[Saved data entries]
---------------

PR #229, opened 2024-02-22
[WIP] feat(`consensus`): add extra EIP-4844 types needed

Evalir:
## Motivation

We still need to add a few `EIP-4844` types to be able to properly send and decode full EIP-4844 txs with a sidecar. Right now we can't do that, and the `TxEip4844` contained in the envelope is incomplete, as it misses the sidecar.

## Solution

Add the needed types. Mostly ported from reth. WIP, needs tests added and proper encoding/decoding fns to be implemented yet.

## PR Checklist

- [ ] Added Tests
- [ ] Added Documentation
- [ ] Breaking changes

### DIFF
--- a/crates/consensus/Cargo.toml
+++ b/crates/consensus/Cargo.toml
@@ -16,6 +16,9 @@ alloy-network.workspace = true
 alloy-primitives = { workspace = true, features = ["rlp"] }
 alloy-rlp.workspace = true
 alloy-eips.workspace = true
+thiserror.workspace = true
+c-kzg = { version = "0.4.2", features = ["serde"] }
+sha2 = "0.10.7"
 
 # arbitrary
 arbitrary = { workspace = true, features = ["derive"], optional = true }
--- a/crates/consensus/src/transaction/eip4844.rs
+++ b/crates/consensus/src/transaction/eip4844.rs
@@ -3,11 +3,35 @@ use alloy_eips::{eip2930::AccessList, eip4844::DATA_GAS_PER_BLOB};
 use alloy_network::{Signed, Transaction};
 use alloy_primitives::{keccak256, Bytes, ChainId, Signature, B256, U256};
 use alloy_rlp::{length_of_length, BufMut, Decodable, Encodable, Header};
-use std::mem;
+use c_kzg::{Blob, Bytes48, KzgCommitment, KzgProof, KzgSettings};
+use sha2::Digest;
+use std::{mem, ops::Deref};
+
+/// An error that can occur when validating a [BlobTransaction].
+#[derive(Debug, thiserror::Error)]
+pub enum BlobTransactionValidationError {
+    /// Proof validation failed.
+    #[error("invalid KZG proof")]
+    InvalidProof,
+    /// An error returned by [`kzg`].
+    #[error("KZG error: {0:?}")]
+    KZGError(#[from] c_kzg::Error),
+    /// The inner transaction is not a blob transaction.
+    #[error("unable to verify proof for non blob transaction: {0}")]
+    NotBlobTransaction(u8),
+    /// The versioned hash is incorrect.
+    #[error("wrong versioned hash: have {have}, expected {expected}")]
+    WrongVersionedHash {
+        /// The versioned hash we got
+        have: B256,
+        /// The versioned hash we expected
+        expected: B256,
+    },
+}
 
 /// [EIP-4844 Blob Transaction](https://eips.ethereum.org/EIPS/eip-4844#blob-transaction)
 ///
-/// A transaction with blob hashes and max blob fee
+/// A transaction with blob hashes and max blob fee. It does not have the Blob sidecar.
 #[derive(Debug, Clone, PartialEq, Eq, Hash, Default)]
 pub struct TxEip4844 {
     /// Added as EIP-pub 155: Simple replay attack protection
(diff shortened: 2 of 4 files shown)


crates/consensus/src/transaction/envelope.rs
```diff
@@ -65,12 +65,15 @@ pub enum TxEnvelope {
...
     Eip2930(Signed<TxEip2930>),
-    /// A [`TxEip1559`].
+    /// A [`TxEip1559`] tagged with type 2.
     Eip1559(Signed<TxEip1559>),
-    /// A [`TxEip4844`].
+    /// A [`TxEip4844`] tagged with type 3.
     Eip4844(Signed<TxEip4844>),
+    /// A [`BlobTransaction`], which is a [`crate::TxEip4844`] with a
+    /// [`crate::BlobTransactionSidecar`].
+    Eip4844WithSidecar(Signed<BlobTransaction>),
```
mattsse, line 76: hmm, not sure we want two variants for 4844 

this 4844 type is kinda hard to handle, for sending txs we need the sidecar but for historical txs we don't have it.

but I assume we want both formats here
maybe we instead have an enum for 4844?

wdyt @prestwich

Evalir: See https://github.com/alloy-rs/alloy/pull/229/commits/9f433222fa2226cb722b064385cad6fd8ef269e6 for a enum implementation—feels cleaner to me.

crates/consensus/src/transaction/eip4844.rs
```diff
@@ -3,13 +3,303 @@ use alloy_eips::{eip2930::AccessList, eip4844::DATA_GAS_PER_BLOB};
...
+/// A transaction with blob hashes and max blob fee.
+/// It can either be a standalone transaction, mainly seen when retrieving historical transactions,
+/// or a transaction with a sidecar, which is used when submitting a transaction to the network and
+/// when receiving and sending transactions during the gossip stage.
+#[derive(Debug, Clone, PartialEq, Eq)]
+pub enum TxEip4844 {
+    /// A standalone transaction with blob hashes and max blob fee.
+    TxEip4844(BlobTx),
+    /// A transaction with a sidecar, which contains the blob data, commitments, and proofs.
+    TxEip4844WithSidecar((BlobTx, BlobTransactionSidecar)),
```
mattsse, line 43:
```suggestion
    TxEip4844WithSidecar((BlobTx, BlobTransactionSidecar)),
```
```suggestion
    TxEip4844WithSidecar(BlobTx, BlobTransactionSidecar),
```

crates/consensus/src/transaction/eip4844.rs
```diff
@@ -3,13 +3,303 @@ use alloy_eips::{eip2930::AccessList, eip4844::DATA_GAS_PER_BLOB};
...
+        }
+    }
+}
+
+/// [EIP-4844 Blob Transaction](https://eips.ethereum.org/EIPS/eip-4844#blob-transaction)
+///
+/// A transaction with blob hashes and max blob fee. It does not have the Blob sidecar.
 #[derive(Debug, Clone, PartialEq, Eq, Hash, Default)]
-pub struct TxEip4844 {
+pub struct BlobTx {
```
mattsse, line 302: this type should be called TxEip4844

crates/consensus/src/transaction/envelope.rs
```diff
@@ -65,11 +65,11 @@ pub enum TxEnvelope {
...
     /// A [`TxLegacy`] tagged with type 0.
     TaggedLegacy(Signed<TxLegacy>),
-    /// A [`TxEip2930`].
+    /// A [`TxEip2930`] tagged with type 1.
     Eip2930(Signed<TxEip2930>),
-    /// A [`TxEip1559`].
+    /// A [`TxEip1559`] tagged with type 2.
     Eip1559(Signed<TxEip1559>),
-    /// A [`TxEip4844`].
+    /// A [`TxEip4844`] tagged with type 3.
```
mattsse, line 72: this needs more docs about the format

crates/consensus/src/transaction/eip4844.rs
mattsse, line 43: I'd prefer a standalone type that has the tx + blob, the tuple here makes it harder to work with

mattsse (changes requested):
the enum approach is the most straight forward one imo.

though we still want an actual type for the 4844+blob variant

crates/consensus/src/transaction/eip4844.rs
Evalir: Yep sg. Not married to names personally—what should we call the enum?

crates/consensus/Cargo.toml
```diff
@@ -26,4 +29,5 @@ arbitrary = { workspace = true, features = ["derive"] }
 
 [features]
 k256 = ["alloy-primitives/k256", "alloy-network/k256"]
+kzg = ["c-kzg", "sha2", "thiserror"]
```
mattsse, line 32: this should be default

mattsse (changes requested):
the cfg on the type itself is not pretty.

I think we should try to limit kzg feature to validation.
we should be able to use primitive types for the blob fields instead and not kzg types here

crates/consensus/Cargo.toml
DaniPopes: Please also use `dep:` syntax

Evalir: note that making kzg default breaks the wasm check, and don't think we want to skip the check for consensus. should we have a diff cargo hack check for consensus only with no default features?

crates/eips/src/eip4844.rs
```diff
@@ -32,6 +34,21 @@ pub const BLOB_TX_MIN_BLOB_GASPRICE: u128 = 1u128;
 /// Commitment version of a KZG commitment
 pub const VERSIONED_HASH_VERSION_KZG: u8 = 0x01;
 
+/// How many bytes are in a blob
+pub const BYTES_PER_BLOB: usize = 131072;
```
mattsse, line 38: this is `DATA_GAS_PER_BLOB`

crates/consensus/Cargo.toml
mattsse: if we limit kzg to validation only then we don't need this as default

crates/consensus/src/transaction/eip4844.rs
```diff
@@ -97,7 +404,67 @@ impl TxEip4844 {
         self.blob_versioned_hashes.len() as u64 * DATA_GAS_PER_BLOB
     }
 
-    /// Decodes the inner [TxEip4844] fields from RLP bytes.
+    #[cfg(feature = "kzg")]
```
mattsse, line 407: cfgs should be above the `fn`

crates/consensus/src/transaction/eip4844.rs
```diff
@@ -1,13 +1,320 @@
...
+    /// Verifies that the transaction's blob data, commitments, and proofs are all valid.
+    ///
+    /// See also [TxEip4844::validate_blob]
+    pub fn validate(
+        &self,
+        proof_settings: &KzgSettings,
+    ) -> Result<(), BlobTransactionValidationError> {
+        match self {
+            TxEip4844Wrapper::TxEip4844(tx) => {
+                tx.validate_blob(&BlobTransactionSidecar::default(), proof_settings)
```
mattsse, line 82: we should have an error variant for this case instead

mattsse (changes requested):
last nits

now that we're limiting c-kzg to validation, we can make this no default :)

crates/eips/src/eip4844.rs
Evalir: I know—added an extra comment. I'll keep it as `DATA_GAS_PER_BLOB` is an u64, and i'd rather avoid casting everywhere we need this to be an usize.

crates/consensus/src/transaction/eip4844.rs
```diff
@@ -30,6 +30,10 @@ pub enum BlobTransactionValidationError {
     /// The inner transaction is not a blob transaction.
     #[error("unable to verify proof for non blob transaction: {0}")]
     NotBlobTransaction(u8),
+    /// Using a standalone [TxEip4844] instead of the [TxEip4844WithSidecar] variant, which
+    /// includes the sidecar for validation.
+    #[error("eip4844 tx variant without sidecar being used for verification. Please use the TxEip4844WithSidecar variant, which includes the sidecar")]
+    NoSidecarIncluded,
```
mattsse, line 36:
```suggestion
    MissingSidecar,
```

mattsse (approved):
lgtm,

though maybe we can find a better name than `Wrapper`, maybe `Variant`?

pending @DaniPopes

mattsse:
@Evalir let's rename to `Variant` then send it

Evalir:
clippy failure unrelated.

---------------

What needs to be done
All that belongs in the answer is an exact copy of the lines from the start of the records above through the line with "optional = true".

Your response
PR #229, opened 2024-02-22
[WIP] feat(`consensus`): add extra EIP-4844 types needed

Evalir:
## Motivation

We still need to add a few `EIP-4844` types to be able to properly send and decode full EIP-4844 txs with a sidecar. Right now we can't do that, and the `TxEip4844` contained in the envelope is incomplete, as it misses the sidecar.

## Solution

Add the needed types. Mostly ported from reth. WIP, needs tests added and proper encoding/decoding fns to be implemented yet.

## PR Checklist

- [ ] Added Tests
- [ ] Added Documentation
- [ ] Breaking changes

### DIFF
--- a/crates/consensus/Cargo.toml
+++ b/crates/consensus/Cargo.toml
@@ -16,6 +16,9 @@ alloy-network.workspace = true
 alloy-primitives = { workspace = true, features = ["rlp"] }
 alloy-rlp.workspace = true
 alloy-eips.workspace = true
+thiserror.workspace = true
+c-kzg = { version = "0.4.2", features = ["serde"] }
+sha2 = "0.10.7"
 
 # arbitrary
 arbitrary = { workspace = true, features = ["derive"], optional = true }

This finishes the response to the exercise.